*Supplied data:*
PR #338, opened 2020-10-23
fix the Productivity wg meeting time

n3wscott:
We moved to weekly to include talk for the knative testing frameworks.


mattmoor (approved):
/lgtm

PR #172, opened 2017-01-13
Update inline doc to puppet-strings

vinzent:
* puppet strings requires redcarpet gem to convert markdown to html
* Github Pages require the docs to be in the docs/ folder
* the docs can be generated with: `bundle exec rake strings:generate`


rnelson0:
What does `redcarpet` do, and how was `docs/` generated? It seems like we need a rake task to automate this, and/or a blog post to go with it.

vinzent:
@rnelson0 redcarpet converts markdown to html , there is a strings rake target already: `bundle exec rake strings:generate`

PR #175, opened 2017-01-15
Downgrade enforcing to permissive configuration when SELinux is disabled

oranenj:
This avoids configurations that could break when SELinux is enabled
again. The user will be issued a warning if they are not already
enforcing permissive or disabled mode

Offshoot of pull request #174

### DIFF
--- a/README.md
+++ b/README.md
@@ -43,7 +43,11 @@ running system.
 * If SELinux is disabled and you want to switch to permissive or enforcing you
   are required to reboot the system (limitation of SELinux). The module won't
   do this for you.
-* If you add filecontexts with `semange fcontext` (what `selinux::fcontext` 
+* If SELinux is disabled and the user wants enforcing mode, the module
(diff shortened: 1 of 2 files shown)


oranenj:
Another thing this could do is ignore all the defines (which will fail when SELinux is disabled, anyway) when:
1) SELinux is disabled, but
2) The module wants to enforce either Permissive or Enforcing mode, *or*
3) The module wants to enforce disabled mode

When there are defines but SELinux mode is not explicitly configured (ie. it is undef) we can allow things to fail so that the admin has time to notice the error.

This way, you could configure SELinux resources without checking if selinux is disabled, but only if the user has explicitly set it to any of the available modes; in the case where the user has not configured SELinux and some module wants one of the resources, it will still fail with an error.

oranenj:
Though I think the above suggested change can wait until the providers are merged. It doesn't make sense to implement it in this pull request.

PR #177, opened 2017-01-15
Add selinux_fcontext and selinux_fcontext_equivalence types

oranenj:
Based on my port type, here's a pull request for fcontexts, up for review and comments.

It seemed easier to separate the equivalences from the other kind of fcontext. It might make sense to separate the defines too (ie. selinux::fcontext and selinux::fcontext::equivalence) depending on how much of the API it is okay to break.

As of the creation of this pull request, this branch breaks support for systems with old semanage versions (ie. rhel6 and older) because the accepted syntax is different. It's probably possible to subclass the provider and override the affected methods.


lib/puppet/type/selinux_fcontext.rb
```diff
@@ -0,0 +1,35 @@
...
+
+  newproperty(:file_type) do
+    desc 'The file type to match'
+    # See semanage manual page.
+    newvalues(%r{^[abcdflps]$})
+    defaultto 'a'
+    isrequired
+  end
+
+  newproperty(:context) do
```
vinzent: same as with the selinux_port type. context is the combination of user:role:type:range https://selinuxproject.org/page/BasicConcepts 

prior art in naming the selinux parameters see the puppet file type: https://docs.puppet.com/puppet/latest/type.html#file

manifests/fcontext.pp
```diff
@@ -44,25 +44,29 @@
...
-  $restorecond_recurse = false,
+  String $pathname,
+  Enum['absent', 'present'] $ensure  = 'present',
+  Optional[String] $destination      = undef,
+  Optional[String] $context          = undef,
+  Boolean $filetype                  = false, # ignored, 
+  Optional[String] $user             = undef,
+  Optional[String] $filemode         = 'a',
+  Boolean $equals                    = false,
+  Boolean $restorecond               = true,
```
vinzent: If we are already changing things, `restorcond` with d referes to the daemon. the utility is only called `restorecon`. The parameter only runs  `restorcon` and does nothing with `restorcond`.

lib/puppet/provider/selinux_fcontext/semanage.rb
```diff
@@ -0,0 +1,87 @@
+Puppet::Type.type(:selinux_fcontext).provide(:semanage) do
+  desc 'Support managing SELinux custom fcontext definitions via semanage'
+
+  defaultfor kernel: 'Linux'
+
+  commands semanage: 'semanage'
+  confine selinux: true
```
vinzent: Leave a comment why selinux: true is used?

oranenj:
If we're really breaking APIs I might like to do away with the restorecon parameters in fcontext entirely and provide a separate helper define for restorecon execs. The API as it is is rather clunky.

oranenj:
will fix tests tomorrow

vinzent:
Am 16.01.2017 um 19:03 schrieb Jarkko Oranen:
>
> will fix tests tomorrow
>
>
no need to hurry . discussed on IRC about pushing a 1.0.0 version with
the current master and then going to 2.0.0 with all these changes. so a
user has a clear indication that that something will break instead of
pushing 0.8.0 -> 1.0.0 and everything will break.

thanks alot for your effort!

oranenj:
Latest commit attempts to restore support for old semanage. The proper way would probably be to have a custom fact query the package version, but explicit checking for RedHat <7 will probably do for most cases.

oranenj:
I don't know how to stub facter properly. I have no idea if the cause for the errors is in the spec or in the provider :/

oranenj:
I gave up on trying to get the RHEL6 specs to work, so currently the spec is actually wrong for RHEL5 and 6. It looks like the test harness just ignores facts for some reason, or maybe they are evaluated before Facter is mocked. Either way, I don't know how to fix it and my patience has been used up. 

The code itself works when I tested it, so as long as I write some acceptance tests it should be fine.

oranenj:
Currently working on extending the acceptance tests. I also simplified the fcontext and equivalence defines and removed the built-in restorecon support. I may add restorecon back at some point.

There's something weird going on with the file resource, as the files do not get created with the correct equivalences, and even though I set it up to run restorecon the contexts are still wrong until the second run...

oranenj:
Acceptance test manifest passed on CentOS6

oranenj:
CentOS7 was fine too

oranenj:
hm, now I wonder how to get the tests to pass considering the provider requires the selinux module which is not available. For the testing it is enough to mock the existence of the module, but the provider still does `require 'selinux'` which seems to not work.

vinzent:
seems like the file_context.local is not present with a default install:

```
       	Error: /Stage[main]/Main/Resources[selinux_fcontext]: Failed to generate additional resources using 'generate': No such file or directory @ rb_sysopen - /etc/selinux/targeted/contexts/files/file_contexts.local
       	Error: Failed to apply catalog: No such file or directory @ rb_sysopen - /etc/selinux/targeted/contexts/files/file_contexts.local
```

seen with centos-7-x64 (7.3), centos-6-64 (centos project upstream vagrant boxes)

vinzent:
merged your change of yesterday, centos-6 now complains about file_contexts.subs:

```
       	Error: /Stage[main]/Main/Resources[selinux_fcontext_equivalence]: Failed to generate additional resources using 'generate': No such file or directory @ rb_sysopen - /etc/selinux/targeted/contexts/files/file_contexts.subs
       	Error: Failed to apply catalog: No such file or directory @ rb_sysopen - /etc/selinux/targeted/contexts/files/file_contexts.subs
```

vinzent:
with this patch it works for me:

```
diff --git a/lib/puppet/provider/selinux_fcontext_equivalence/semanage.rb b/lib/puppet/provider/selinux_fcontext_equivalence/semanage.rb
index 9232e99..cf6613a 100644
--- a/lib/puppet/provider/selinux_fcontext_equivalence/semanage.rb
+++ b/lib/puppet/provider/selinux_fcontext_equivalence/semanage.rb
@@ -22,9 +22,10 @@ Puppet::Type.type(:selinux_fcontext_equivalence).provide(:semanage) do
   end
 
   def self.instances
-    # Allow this to fail with an exception if it does not exist
     lines = File.read(Selinux.selinux_file_context_subs_path).split("\n")
     parse_fcontext_subs_lines(lines)
+  rescue Errno::ENOENT
+    return []
   end
 
   def self.prefetch(resources)
```

oranenj:
I implemented a slightly different version of the same patch along with spec tests and rebased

*Work order:* Check each line of these records for the string "that" and state only how many lines have it.

*Solution below:* 3